Originally created 11/25/03

Attack kills Thomson soldier

THOMSON - The brutal Sunday attack on two soldiers in Mosul, Iraq, claimed the life of a soldier from McDuffie County.

Command Sgt. Maj. Jerry Wilson, 45, of the 1st Battalion, 502nd Infantry Regiment, 2nd Brigade of the 101st Airborne Division, was confirmed Monday as one of the victims, said Army spokesman Joe Burlas. The 101st Airborne is based at Fort Campbell, Ky.

Family members gathered Monday at Command Sgt. Maj. Wilson's mother's house in Thomson, mourning the loss. The Rev. Fred Favors, the family's pastor at Springfield Baptist Church, said they were not ready to make a public statement.

"It's a very tough time for the family today," he said. "They are just dealing with the freshness of this. They are really in the grieving process right now and mourning the loss of their son, father and brother."

Linnette Bowman remembers Command Sgt. Maj. Wilson from their days at Pine Street Elementary School.

"He was soft-spoken, well-mannered and good-looking," Ms. Bowman said. "He was an usher and in the choir at church and had close ties with his mother," she said. "He was a role model."

Family friend Ray Cummings said he remembered Command Sgt. Maj. Wilson as a "super person. You could never meet a better person than him."

The career soldier joined the Army on June 4, 1976 - right after his graduation from Thomson High School.

Mr. Cummings said Command Sgt. Maj. Wilson was an exemplary soldier.

"He probably won every medal there was to win," Mr. Cummings said. "This guy loved his job. If he had to go out, he died doing something he really loved."

One of Command Sgt. Maj. Wilson's two sons is Deputy Mantrell Wilson, of the Richmond County Sheriff's Office.

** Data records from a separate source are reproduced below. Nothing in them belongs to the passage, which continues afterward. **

PR #24, opened 2015-07-05
Implement line numbers support.

dylanahsmith:
@pushrax for review

Depends on https://github.com/Shopify/liquid/pull/614

Implement line number calculation in the liquid extension so that we don't need to fallback to ruby liquid when using the `line_numbers: true` option.

### DIFF
--- a/ext/liquid_c/block.c
+++ b/ext/liquid_c/block.c
@@ -11,7 +11,8 @@ static ID
     intern_clear,
     intern_tags,
     intern_parse,
-    intern_square_brackets;
+    intern_square_brackets,
+    intern_set_line_number;
 
 static int is_id(int c)
 {
@@ -34,6 +35,9 @@ static VALUE rb_block_parse(VALUE self, VALUE tokens, VALUE options)
     VALUE nodelist = rb_ivar_get(self, intern_nodelist);
 
     while (true) {
+        if (tokenizer->line_number != 0) {
+            rb_funcall(options, intern_set_line_number, 1, UINT2NUM(tokenizer->line_number));
+        }
         tokenizer_next(tokenizer, &token);
 
         switch (token.type) {
@@ -115,6 +119,7 @@ void init_liquid_block()
     intern_tags = rb_intern("tags");
     intern_parse = rb_intern("parse");
     intern_square_brackets = rb_intern("[]");
+    intern_set_line_number = rb_intern("line_number=");
 
     VALUE cLiquidBlockBody = rb_const_get(mLiquid, rb_intern("BlockBody"));
     rb_define_method(cLiquidBlockBody, "c_parse", rb_block_parse, 2);
--- a/ext/liquid_c/tokenizer.c
+++ b/ext/liquid_c/tokenizer.c
@@ -38,7 +38,7 @@ static VALUE tokenizer_allocate(VALUE klass)
     return obj;
 }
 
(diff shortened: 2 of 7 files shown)


dylanahsmith:
Benchmark with line number supports on master

```
              parse:       22.8 (±4.4%) i/s -       1366 in  60.052357s
        parse & run:       18.9 (±5.3%) i/s -       1129 in  60.036080s
```

on this branch

```
              parse:       65.7 (±4.6%) i/s -       3930 in  59.999107s
        parse & run:       23.3 (±4.3%) i/s -       1398 in  60.059979s
```

performance without line number support was comparable between master and this branch.  Here is the benchmark results on master:

```
              parse:       69.3 (±7.2%) i/s -       4140 in  60.069889s
        parse & run:       23.3 (±4.3%) i/s -       1390 in  59.997252s
```

and on this branch

```
              parse:       69.4 (±5.8%) i/s -       4152 in  60.038627s
        parse & run:       23.2 (±4.3%) i/s -       1390 in  60.002630s
```

ext/liquid_c/block.c
```diff
@@ -34,6 +35,9 @@ static VALUE rb_block_parse(VALUE self, VALUE tokens, VALUE options)
     VALUE nodelist = rb_ivar_get(self, intern_nodelist);
 
     while (true) {
+        if (tokenizer->line_number != 0) {
```
pushrax: Why is this conditional needed?

pushrax: Oh, it's a boolean. Let's use true and false instead?

pushrax: Oh, it's not a boolean, forget everything I said. This code is a bit confusing but makes sense, how about adding a comment somewhere saying that it uses `line_number` as a flag as well as a number?

ext/liquid_c/tokenizer.c
```diff
@@ -48,6 +48,7 @@ static VALUE tokenizer_initialize_method(VALUE self, VALUE source)
     tokenizer->source = source;
     tokenizer->cursor = RSTRING_PTR(source);
     tokenizer->length = RSTRING_LEN(source);
+    tokenizer->line_number = RTEST(line_numbers) ? 1 : 0;
```
pushrax: Perhaps this would be a good place for the comment I mentioned.

ext/liquid_c/tokenizer.c
```diff
@@ -114,6 +115,16 @@ void tokenizer_next(tokenizer_t *tokenizer, token_t *token)
...
+
+    if (tokenizer->line_number) {
+        const char *cursor = token->str;
+        const char *end = token->str + token->length;
+        while (cursor < end) {
+            if (*cursor == '\n')
+                tokenizer->line_number++;
+            cursor++;
+        }
+    }
```
pushrax: I would prefer if we could do this while iterating the first time, but I also realize the code would be a little messy and prone to missing cases :(

pushrax:
:+1: - thank you for taking care of this, it's great to kill that inconsistency with Ruby Liquid.

ext/liquid_c/tokenizer.c
dylanahsmith: It would involve doing a check at a number of places in this method (https://github.com/shopify/liquid-c/commit/4151be34ea3ebd46dc07d6e82152b3b9f37d299b) and would also add unnecessary overhead when line numbers aren't getting used.

PR #28, opened 2015-07-31
Don't allow identifiers to end in a dash in strict parse mode.

dylanahsmith:
@pushrax & @trishume for review

This just ports https://github.com/Shopify/liquid/pull/636 to liquid-c

### DIFF
--- a/ext/liquid_c/lexer.c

Command Sgt. Maj. Wilson and Spc. Rel A. Ravago, of Glendale, Calif., were killed when their vehicle was attacked in Mosul. Iraqis shot both soldiers while they were driving through a neighborhood.

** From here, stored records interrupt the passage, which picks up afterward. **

PR #30, opened 2016-06-27
Add support for whitespace control character.

evulse:
This matches up with Shopify/liquid#746 to resolve issues Shopify/liquid#216, Shopify/liquid#215, Shopify/liquid#214, Shopify/liquid#194, Shopify/liquid#171, Shopify/liquid#162

This pull request is designed to be standalone and will pass all tests without its counterpart Shopify/liquid#746 however Shopify/liquid#746 requires this pull request and will be updated with this dependancy once merged.

### DIFF
--- a/ext/liquid_c/block.c
+++ b/ext/liquid_c/block.c
@@ -63,9 +63,7 @@ static VALUE rb_block_parse(VALUE self, VALUE tokens, VALUE options)
             }
             case TOKEN_RAW:
             {
-                const char *start = token.str, *end = token.str + token.length;
-                const char *token_start = start;
-                const char *token_end = end;
+                const char *start = token.str, *end = token.str + token.length, *token_start = start, *token_end = end;
 
                 if(token.lstrip)
                     token_start = read_while(start, end, rb_isspace);
--- a/ext/liquid_c/block.c
+++ b/ext/liquid_c/block.c
@@ -56,6 +56,10 @@ static VALUE rb_block_parse(VALUE self, VALUE tokens, VALUE options)
             case TOKEN_RAW:
             {
                 VALUE str = rb_enc_str_new(token.str, token.length, utf8_encoding);
+
+                if(token.trim_whitespace)
+                   rb_funcall(str, rb_intern("lstrip!"), 0);
+
                 rb_ary_push(nodelist, str);
 
                 if (rb_ivar_get(self, intern_blank) == Qtrue) {
@@ -68,7 +72,22 @@ static VALUE rb_block_parse(VALUE self, VALUE tokens, VALUE options)
             }
             case TOKEN_VARIABLE:
             {
-                VALUE args[2] = {rb_enc_str_new(token.str + 2, token.length - 4, utf8_encoding), options};
+                const char *start = token.str + 2;
+                long end = token.length - 4;
+
+                if (token.str[2] == '-') {
+                    VALUE last_node = rb_ary_pop(nodelist);
+                    rb_funcall(last_node, rb_intern("rstrip!"), 0);
+                    rb_ary_push(nodelist, last_node);
+                    start++;
+                    end--;
+                }
+
+                if (token.str[token.length - 3] == '-') {
+                    end--;
+                }
+
+                VALUE args[2] = {rb_enc_str_new(start, end, utf8_encoding), options};
                 VALUE var = rb_class_new_instance(2, args, cLiquidVariable);
                 rb_ary_push(nodelist, var);
                 rb_ivar_set(self, intern_blank, Qfalse);
@@ -77,6 +96,17 @@ static VALUE rb_block_parse(VALUE self, VALUE tokens, VALUE options)
             case TOKEN_TAG:
             {
                 const char *start = token.str + 2, *end = token.str + token.length - 2;
+
+                if (token.str[2] == '-') {
+                    VALUE last_node = rb_ary_pop(nodelist);
+                    rb_funcall(last_node, rb_intern("rstrip!"), 0);
+                    rb_ary_push(nodelist, last_node);
+                    start++;
+                }
+
+                if (token.str[token.length - 3] == '-') {
+                     end--;
+                }
 
                 // Imitate \s*(\w+)\s*(.*)? regex
                 const char *name_start = read_while(start, end, rb_isspace);
--- a/ext/liquid_c/block.c
+++ b/ext/liquid_c/block.c
@@ -59,10 +59,12 @@ static VALUE rb_block_parse(VALUE self, VALUE tokens, VALUE options)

Witnesses said their vehicle crashed into a wall, and an Iraqi mob made up of mostly teenagers pulled them from the car onto the ground and bludgeoned them with concrete blocks.

Army Maj. Joe Yoswa, a Pentagon spokesman, said Monday that there was no indication the men were beaten with rocks or that their bodies were mutilated. The official said Iraqis robbed the car the two soldiers were driving and stole personal effects from their bodies.

Staff Writers Melissa Hall and Timothy Cox contributed to this article. Associated Press reports were also used.